Problem 3: Full-Curve Analysis
Choose one of Problem 3a (survival forest) or Problem 3b (discrete-time hazard). You do not need to do both.
a. Option A: Survival Forest
i. Fit
Fit a survival forest on the training data. Remember that tree complexity (e.g., minimum node size) can be an important tuning parameter with survival forests.
ii. Patient-specific survival curves
Consider the following four patients in the test set 4189, 4308, 4522, 4790. Predict and plot their full survival curves on a single figure.
iii. Evaluation
Make predictions on all the test set. Calculate the Brier score and C-index/AUC from predictions at 1, 3, and 5 years.
b. Option B: Discrete-Time Hazard
i. Reshape
Reshape the training data to person-period format with yearly intervals. Each row corresponds to one (patient, interval) pair with a binary failed indicator for whether the patient had the event in that interval. Censored patients contribute rows up through their censoring interval, all with failed = 0.
Report the original number of rows and the reshaped number of rows, along with the total event count (should match the training data).
ii. Fit
Fit a discrete-time hazard model with using j as a predictor variable. Logistic regression is the natural choice; any binary classifier that returns probabilities works.
iii. Patient-specific hazard predictions
Plot the estimated hazard \(\hat h_j\) for a sample of test patients (id = 4189, 4308, 4522, 4790) as a function of interval \(j\).

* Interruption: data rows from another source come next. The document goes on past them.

PR #792, opened 2026-05-09
Pipeline review: persist Apply & Close to photo flags

jss367:
## Summary

The burst-review modal on the pipeline review page only updated the in-memory pipeline cache — picks/rejects never reached \`photos.flag\`, so a photo "rejected" in pipeline review still showed up as unflagged in Browse, Cull, and XMP sync. Exact black-box gap CORE_PHILOSOPHY warns against.

- New \`POST /api/pipeline/group/apply\` endpoint persists picks → \`flag='flagged'\`, rejects → \`flag='rejected'\`, candidates that were previously flagged → \`flag='none'\`. Adds the consensus species keyword on picks (skipped when already tagged), queues an XMP sync change, and records every change in \`edit_history\` so undo works.
- New \`POST /api/pipeline/group/state\` endpoint returns current per-photo flag + species-keyword status. The modal calls this on open so it can:
  - seed picks/rejects from the live \`photos.flag\` (not the stale pipeline cache)
  - show per-card markers for "already flagged/rejected in DB" and "already has the species keyword"
- The Apply button label now reflects the *new* writes (e.g. "Flag 2 · Reject 1 · Tag 3 as Coyote & Close") so the user sees what's about to happen.
- 9 new tests in \`vireo/tests/test_pipeline_group_apply.py\` cover all flag transitions, idempotence, keyword dedupe, edit-history recording, and validation. Full project suite (930+ tests) still passes.

## Test plan

- [x] \`python -m pytest vireo/tests/test_pipeline_group_apply.py -v\` — 9 new tests pass
- [x] Full project suite per CLAUDE.md — 930 passed, 1 skipped
- [x] \`vireo/tests/test_predictions_api.py\` + \`test_pipeline.py\` + \`test_pipeline_job.py\` — 216 passed
- [ ] **Manual** — open a burst on the pipeline review page, drag a photo to REJECT, click Apply & Close, navigate to Browse and confirm the X badge shows on that photo
- [ ] **Manual** — re-open the same burst, confirm the rejected photo lands in REJECTS automatically with the "X" pre-existing-flag marker
- [ ] **Manual** — type a consensus species, click Apply & Close on a pick, confirm the keyword shows up in Browse and the next time the burst is opened the pick has the "TAG" marker
- [ ] **Manual** — drag a previously rejected photo back to candidates, click Apply & Close, confirm Browse no longer shows it as rejected

### DIFF
--- a/vireo/app.py
+++ b/vireo/app.py
@@ -11162,7 +11162,12 @@ def create_app(db_path, thumb_cache_dir=None, api_token=None):
                     if pid in photos_with_species:
                         continue
                     db.tag_photo(pid, species_kid)
-                    db.queue_change(pid, "keyword_add", species)
+                    # Use the shared helper so a pending `keyword_remove` for
+                    # the same species cancels out instead of co-existing with
+                    # a new `keyword_add`. sync_to_xmp applies removals after
+                    # adds, so a leftover remove would strip the keyword from
+                    # XMP even though the DB still has the tag.
+                    _queue_keyword_add(pid, species)
                     kw_added_pids.append(pid)
         except ValueError as e:
             return json_error(str(e), 403)
--- a/vireo/app.py
+++ b/vireo/app.py
@@ -11056,8 +11056,16 @@ def create_app(db_path, thumb_cache_dir=None, api_token=None):
 
         species_kid = None
         if species:
+            # Read-only mirror of the species-aware lookup in db.add_keyword(
+            # species, is_species=True): match top-level taxonomy/general rows
+            # case-insensitively, prefer taxonomy. Excludes homonym rows of
+            # other deliberate types (individual, location, genre) so a person
+            # tag named like a species doesn't get reported as the species
+            # keyword for has_species_keyword / Apply-label purposes.
             row = db.conn.execute(
-                "SELECT id FROM keywords WHERE name = ? COLLATE NOCASE LIMIT 1",
+                "SELECT id FROM keywords WHERE name = ? COLLATE NOCASE "
+                "AND parent_id IS NULL AND type IN ('taxonomy', 'general') "
+                "ORDER BY (type = 'taxonomy') DESC, id ASC LIMIT 1",
                 (species,),
             ).fetchone()
             if row:
--- a/vireo/app.py
+++ b/vireo/app.py
@@ -11073,6 +11073,11 @@ def create_app(db_path, thumb_cache_dir=None, api_token=None):
 
         photos = {}
         for pid in photo_ids:
+            # Same workspace guard the apply endpoint uses, so a malicious
+            # or buggy client can't read flag/keyword state for photos that
+            # don't belong to the active workspace.
+            if not db._photo_in_workspace(pid):
+                continue
             row = db.get_photo(pid)
             if not row:
                 continue
--- a/vireo/app.py
+++ b/vireo/app.py
@@ -11037,6 +11037,151 @@ def create_app(db_path, thumb_cache_dir=None, api_token=None):
         save_results_raw(body, cache_dir, db._active_workspace_id)
         return jsonify({"ok": True})
 
+    @app.route("/api/pipeline/group/state", methods=["POST"])
+    def api_pipeline_group_state():
+        """Return current DB state for a set of photos in a pipeline burst.
+
+        Used by the burst-review modal on open so it can seed picks/rejects
+        from the live `photos.flag` value (rather than the stale cached value
+        in pipelineResults) and show whether each photo already has the
+        consensus species keyword applied.
+
+        Body: {photo_ids: [int], species: str}
+        Returns: {photos: {pid: {flag, has_species_keyword}}, species_kid: int|None}
+        """
+        db = _get_db()
+        body = request.get_json(silent=True) or {}
+        photo_ids = list(body.get("photo_ids", []) or [])
+        species = (body.get("species") or "").strip()
+
+        species_kid = None
+        if species:
+            row = db.conn.execute(
+                "SELECT id FROM keywords WHERE name = ? COLLATE NOCASE LIMIT 1",
+                (species,),
+            ).fetchone()
+            if row:
+                species_kid = row["id"]
+
+        photos = {}
+        for pid in photo_ids:
+            row = db.get_photo(pid)
+            if not row:
+                continue
+            has_kw = False
+            if species_kid is not None:
+                has_kw = any(k["id"] == species_kid for k in db.get_photo_keywords(pid))
+            photos[pid] = {
+                "flag": row["flag"] or "none",
+                "has_species_keyword": has_kw,
+            }
+        return jsonify({"photos": photos, "species_kid": species_kid})
+
+    @app.route("/api/pipeline/group/apply", methods=["POST"])
+    def api_pipeline_group_apply():
+        """Apply pick/reject decisions and species to a pipeline burst group.
+
+        Diff-based: only writes flag changes for photos whose flag actually
+        changes, only adds the species keyword when it isn't already on the
+        photo, and clears flags on photos moved to candidates that were
+        previously flagged/rejected. Returns per-photo new flag/keyword state
+        so the client can update its rendered cards without reloading.
+        """
+        db = _get_db()
+        body = request.get_json(silent=True) or {}
+        picks = list(body.get("picks", []) or [])
+        rejects = list(body.get("rejects", []) or [])
+        candidates = list(body.get("candidates", []) or [])
+        species = (body.get("species") or "").strip()
+
+        # The same photo can't be in two zones. Reject conflicting input.
+        seen = set()
+        for pid in picks + rejects + candidates:
+            if pid in seen:
+                return json_error(f"Photo {pid} appears in more than one zone", 400)
+            seen.add(pid)
+
+        # All photos must be in the active workspace.
+        for pid in picks + rejects + candidates:
+            if not db._photo_in_workspace(pid):
+                return json_error(f"Photo {pid} is not in the active workspace", 403)
+
+        # Capture current state for diffing + edit history.
+        old_flags = {}
+        for pid in picks + rejects + candidates:
+            row = db.get_photo(pid)
+            if row:
+                old_flags[pid] = row["flag"] or "none"
+
+        species_kid = None
+        photos_with_species = set()
+        if species:
+            species_kid = db.add_keyword(species, is_species=True)
+            for pid in picks:
+                kws = db.get_photo_keywords(pid)
+                if any(k["id"] == species_kid for k in kws):
+                    photos_with_species.add(pid)
+
+        try:
+            # Apply target flags. We rely on update_photo_flag's own write
+            # being a no-op at the SQL level when the value matches, but we
+            # still skip when unchanged so we don't record useless history.
+            flag_items = []
+            for pid in picks:
+                old = old_flags.get(pid, "none")
+                if old != "flagged":
+                    db.update_photo_flag(pid, "flagged")
+                    flag_items.append({"photo_id": pid, "old_value": old, "new_value": "flagged"})
+            for pid in rejects:
+                old = old_flags.get(pid, "none")
+                if old != "rejected":
+                    db.update_photo_flag(pid, "rejected")
+                    flag_items.append({"photo_id": pid, "old_value": old, "new_value": "rejected"})
+            for pid in candidates:
+                old = old_flags.get(pid, "none")
+                if old in ("flagged", "rejected"):
+                    db.update_photo_flag(pid, "none")
+                    flag_items.append({"photo_id": pid, "old_value": old, "new_value": "none"})
+
+            kw_added_pids = []
+            if species and species_kid is not None:
+                for pid in picks:
+                    if pid in photos_with_species:
+                        continue
+                    db.tag_photo(pid, species_kid)
+                    db.queue_change(pid, "keyword_add", species)
+                    kw_added_pids.append(pid)
+        except ValueError as e:
+            return json_error(str(e), 403)
+
+        if flag_items:
+            desc = (
+                f"Pipeline burst group: flagged {len(picks)}, rejected {len(rejects)}, "
+                f"cleared {sum(1 for it in flag_items if it['new_value'] == 'none')}"
+            )
+            db.record_edit("flag", desc, "pipeline_group_apply", flag_items,
+                           is_batch=len(flag_items) > 1)
+
+        if kw_added_pids and species_kid is not None:
+            kw_items = [{"photo_id": pid, "old_value": "", "new_value": str(species_kid)}
+                        for pid in kw_added_pids]
+            db.record_edit("keyword_add",
+                           f'Added "{species}" to {len(kw_added_pids)} photos (pipeline burst group)',
+                           str(species_kid), kw_items, is_batch=len(kw_added_pids) > 1)
+
+        # Return new per-photo state so the client can update without a reload.
+        result_photos = {}
+        for pid in picks + rejects + candidates:
+            row = db.get_photo(pid)
+            if not row:
+                continue
+            kws = db.get_photo_keywords(pid)
+            result_photos[pid] = {
+                "flag": row["flag"] or "none",
+                "has_species_keyword": species_kid is not None and any(k["id"] == species_kid for k in kws),
+            }
+        return jsonify({"ok": True, "photos": result_photos})
+
     @app.route("/api/pipeline/config", methods=["GET", "POST"])
     def api_pipeline_config():
         """Get or update pipeline model configuration.
--- a/vireo/templates/pipeline_review.html
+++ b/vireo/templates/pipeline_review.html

iv. Patient-specific survival curves
For the same 4 test patients, compute \(\hat S(t)\) across intervals using \(\hat S(t) = \prod_{j=1}^{t}(1 - \hat h_j)\). Plot the curves on a single figure.
v. Evaluate
Read off each example patient’s predicted 1-year survival probability. Do these agree roughly with what the Problem 2 classifier predicted for the same patients?